## [Your objective]
Pull every line containing "setter" from the entries.

## [Record set]
PR #340, opened 2024-11-21
feat: support pydantic @computed_fields,  and arbitrary `field_dependents` for event emission

### LINKED ISSUE #337: Adding additional signals (e.g. for computed_field)
from @sjdemartini in #334:

> Side note/ask: It would be nice if the @computed_field could be added to the model.events SignalGroup even without a setter, so that at least we could manually model.events.my_computed_field.emit() too.

see also, discussion starting here: https://github.com/pyapp-kit/psygnal/issues/334#issuecomment-2465677934

tlambert03:
This is a proof of principle PR that would support the feature that @sjdemartini is requesting in https://github.com/pyapp-kit/psygnal/issues/337.  namely:

- computed fields can gain events
- computed fields (really, currently any field) can list *non*-field attribute names as their dependents for checking event emission.

@Czaki, I would appreciate your eyes on this. 
1. I just "made it work" ... so there's likely some minor refactoring that should be done here to polish it (particularly in the `_check_if_values_changed_and_emit_if_needed` area that you had previously worked on)
2. Feel free to comment in general on the feature request.  I think @sjdemartini motivated it quite nicely his comment, https://github.com/pyapp-kit/psygnal/issues/337#issuecomment-2472157973 ... so please read that for context; and for a quick use case example, see the new test I added in `test_private_field_dependents`

closes #337


tlambert03:
tests are failing during building of mypyc, due to https://github.com/pydantic/pydantic/issues/10907

src/psygnal/_evented_model.py
```diff
@@ -565,15 +577,23 @@ def _check_if_values_changed_and_emit_if_needed(self) -> None:
             # do not run whole machinery if there is no need
             return
         to_emit = []
+        must_continue = False
         for name in self._primary_changes:
             # primary changes should contains only fields
             # that are changed directly by assignment
```
Czaki, line 583: I do not fully understand. When we need to emit a signal. This comment still statement that `self._primary_changes` are only fields changed by direct assignment. 
And documentation of https://docs.pydantic.dev/2.0/usage/computed_fields/ do not mention the assigment of this property.

Czaki (commented):
Why can we not use the same machinery like current property setter/getter (put things in `self._changes_queue`)?

src/psygnal/_evented_model.py
tlambert03: yeah, i wasn't entirely clear on the `_primary_changes`, and `_changes_queue` attributes here.  So maybe I did it wrong.  we need to emit a signal here when a *non-field* attribute changes, provided that some other evented field lists that attribute as one of its "dependents".  So, in the example provided by the original requester:

```python
from pydantic import computed_field, PrivateAttr

class MyModel(EventedModel):
    _items_dict: dict[str, int] = PrivateAttr(default_factory=dict)

    @computed_field
    def item_names(self) -> list[int]:
        return list(self._items_dict.keys())

    def add_item(self, name: str, value: int) -> None:
        # this next assignment should trigger the emission of `self.events.item_names`
        # because `_items_dict` was listed as a field_dependency of `item_names`
        self._items_dict = {**self._items_dict, name: value}

    class Config:
        field_dependencies = {"item_names": ["_items_dict"]}
```

if I did that incorrectly (or stupidly) with the existing `_primary_changes/_changes_queue` pattern let me know

tlambert03: i think this might be the first case where the "primary change" is to a non-evented attribute (`_items_dict`)... and so it didn't quite fit into the existing pattern.  It's the first case where a `_primary_change` isn't actually able to itself be evented

Czaki: Hm. 

Maybe we should add a dummy emiter (callback that do nothing, and raises an exception on connection) for private attributes that are listed in `field_dependencies`? Then we will move the complexity from setattr to constructor call?

tlambert03: that's worth trying, lemme see how it goes

PR #346, opened 2024-12-20
feat: support coroutine functions

### LINKED ISSUE #345: Connect signal to async callback
* psygnal version: 0.11.1
* Python version: 3.13.1
* Operating System: Debian 12

### Description

I'd like to connect a signal to an async callback, but it doesn't seem to be supported.

### What I Did

This gives a `"coroutine 'on_value_changed' was never awaited"` warning:
```py
from psygnal import Signal

# define an object with class attribute Signals
class MyObj:

    # this signal will emit a single string
    value_changed = Signal(str)

    def __init__(self, value=0):
        self._value = value

    def set_value(self, value):
        if value != self._value:
            self._value = str(value)
            # emit the signal
            self.value_changed.emit(self._value)

async def on_value_changed(new_value: str):
    print(f"The new value is {new_value!r}")

# instantiate the object with Signals
obj = MyObj()

# connect one or more callbacks with `connect`
obj.value_changed.connect(on_value_changed)

# callbacks are called when value changes
obj.set_value('hello!')  # prints: 'The new value is 'hello!'
```

tlambert03:
fixes #345 

See https://psygnal.readthedocs.io/en/latest/guides/async/ for details on usage


davidbrochart:
Thanks for the quick PR @tlambert03!
In #345 you mentioned that:
> psygnal itself has no concept of an event loop (it's a "bring-your-own-event-loop" library)

But this PR currently assumes that the event loop is asyncio. However Trio and AnyIO are very popular, so I'm wondering how we could support them and really be event-loop agnostic.

davidbrochart:
Because structured concurrency always needs a task group in order to launch tasks, I think it's better to not support async callbacks in psygnal. One can just use a sync callback, and have the async logic in the user code where the new value is put synchronously in a stream, and a background task gets the values from the stream asynchronously. That way the user can launch this background task in the appropriate task group.

tlambert03:
Thanks for your input!

> I think it's better to not support async callbacks in psygnal. One can just use a sync callback, and have the async logic in the user code where the new value is put synchronously in a stream, and a background task gets the values from the stream asynchronously.

Are you sure?  I'm definitely happy to do whatever we can here to make using coroutines in psygnal easier.  That could include supporting auto detection of asyncio, trio, or anyio.

I don't have a ton of personal experience with async/await, so would happily take advice and implement whatever folks suggest.
At the very least we could add some better documentation explaining/showing the strategy you mentioned for using a sync function to put a task in a stream.

And if there are conveniences we could add around that pattern, that's fine too

tests/test_coroutines.py
```diff
@@ -0,0 +1,80 @@
...
+        "weak_coroutinefunc",
+        "coroutinemethod",
+    ],
+)
+@pytest.mark.asyncio
+async def test_slot_types(type_: str, capsys: Any) -> None:
+    backend = _async.set_async_backend("asyncio")
+    assert backend is _async.get_async_backend() is not None
+
+    await asyncio.sleep(0)
```
davidbrochart, line 25:
```suggestion
    while True:
        if backend.running:
            break
        await asyncio.sleep(0)
```

tlambert03: thanks.... yes, I'm going to have a number of best-practice questions for you :) i really don't use this stuff much.  just a moment and I will post more questions

src/psygnal/_weak_callback.py
```diff
@@ -580,3 +596,37 @@ def cb(self, args: tuple[Any, ...] = ()) -> None:
...
+
+
+class WeakCoroutineFunction(WeakFunction):
+    def cb(self, args: tuple[Any, ...] = ()) -> Any:
+        if self._f() is None:
+            raise ReferenceError("weakly-referenced object no longer exists")
+        if self._max_args is not None:
+            args = args[: self._max_args]
+
+        cast("_AsyncBackend", get_async_backend())._put((self, args))
```
tlambert03, line 611: @davidbrochart one change I had to make here was to put the WeakCallback itself in the queue, rather than the dereferenced object, in order to avoid holding strong references.  (minor detail... but something this library tries hard to avoid for reasons of having been bitten by it in the past).  See corresponding change in `_AsyncBackend.call_back`

tests/test_coroutines.py
```diff
@@ -0,0 +1,80 @@
...
+    "type_",
+    [
+        "coroutinefunc",
+        "weak_coroutinefunc",
+        "coroutinemethod",
+    ],
+)
+@pytest.mark.asyncio
+async def test_slot_types(type_: str, capsys: Any) -> None:
+    backend = _async.set_async_backend("asyncio")
```
tlambert03, line 22: @davidbrochart I think one of the biggest questions for me is "proper usage".  This is what I did to get the tests to work (so far, just for asyncio).  But note that I had to allow `_async.set_async_backend("asyncio")` to be called *multiple* times within a session... (with the restriction that it be called with the same backend).

An important thing to note there though is that, in `set_async_backend`, I actually had to let it re-initialize the backend (can't just return the already instantiated backend)... otherwise I get 

```
    def _check_closed(self):
        if self._closed:
>           raise RuntimeError('Event loop is closed')
E           RuntimeError: Event loop is closed
```

on follow-up tests.


Another question I have here is how to test all three backends.  Is it possible within a single python session?

tests/test_coroutines.py
```diff
@@ -0,0 +1,80 @@
...
+
+        obj = MyObj()
+        cb = weak_callback(obj.coroutine_method, finalize=final_mock)
+
+    assert isinstance(cb, WeakCallback)
+    assert isinstance(cb.slot_repr(), str)
+    assert cb.dereference() is not None
+
+    cb.cb((2,))
+    await asyncio.sleep(0.01)
```
tlambert03, line 55: similar to your comment above... i suspect this is flaky.  Should we have an API to wait until the backend has no items in the queue?

tlambert03:
one additional note, I'm skipping the `_async.py` module from the mypyc compilation targets for now.  When I include it, it's giving me odd, seemingly-unrelated errors in other modules.  it *might* have to do with trio/anyio missing from the environment during mypyc compilation.  But I think it's probably just asking for problems anyway.   The key bits (signal emissions and weak-callbacks) are still compiled

src/psygnal/_weak_callback.py
davidbrochart: I think this is fine :+1:

tests/test_coroutines.py
davidbrochart: Maybe we should still prevent `set_async_backend()` from being called multiple times, unless a `clear_async_backend()` function is called in between (mostly for tests)?

tests/test_coroutines.py
davidbrochart: That's a possibility, but a simpler approach could be to set an event in the mock, and wait for it (with a timeout)?

src/psygnal/_async.py
```diff
@@ -0,0 +1,226 @@
...
+    def close(self) -> None:
+        """Close the asyncio backend and cancel tasks."""
+        if hasattr(self, "_task") and not self._task.done():
+            self._task.cancel()
+
+    async def run(self) -> None:
+        if self.running:
+            return
+
+        self._running = True
```
davidbrochart, line 126:
```suggestion
        self._running.set()
```

src/psygnal/_async.py
```diff
@@ -0,0 +1,226 @@
...
+                    import traceback
+
+                    traceback.print_exc()
+        except self._asyncio.CancelledError:
+            pass
+        except RuntimeError as e:
+            if not self._loop.is_closed():
+                raise e
+        finally:
+            self._running = False
```
davidbrochart, line 144:
```suggestion
            self._running.clear()
```

src/psygnal/_async.py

## [Task solution]
> Side note/ask: It would be nice if the @computed_field could be added to the model.events SignalGroup even without a setter, so that at least we could manually model.events.my_computed_field.emit() too.
Why can we not use the same machinery like current property setter/getter (put things in `self._changes_queue`)?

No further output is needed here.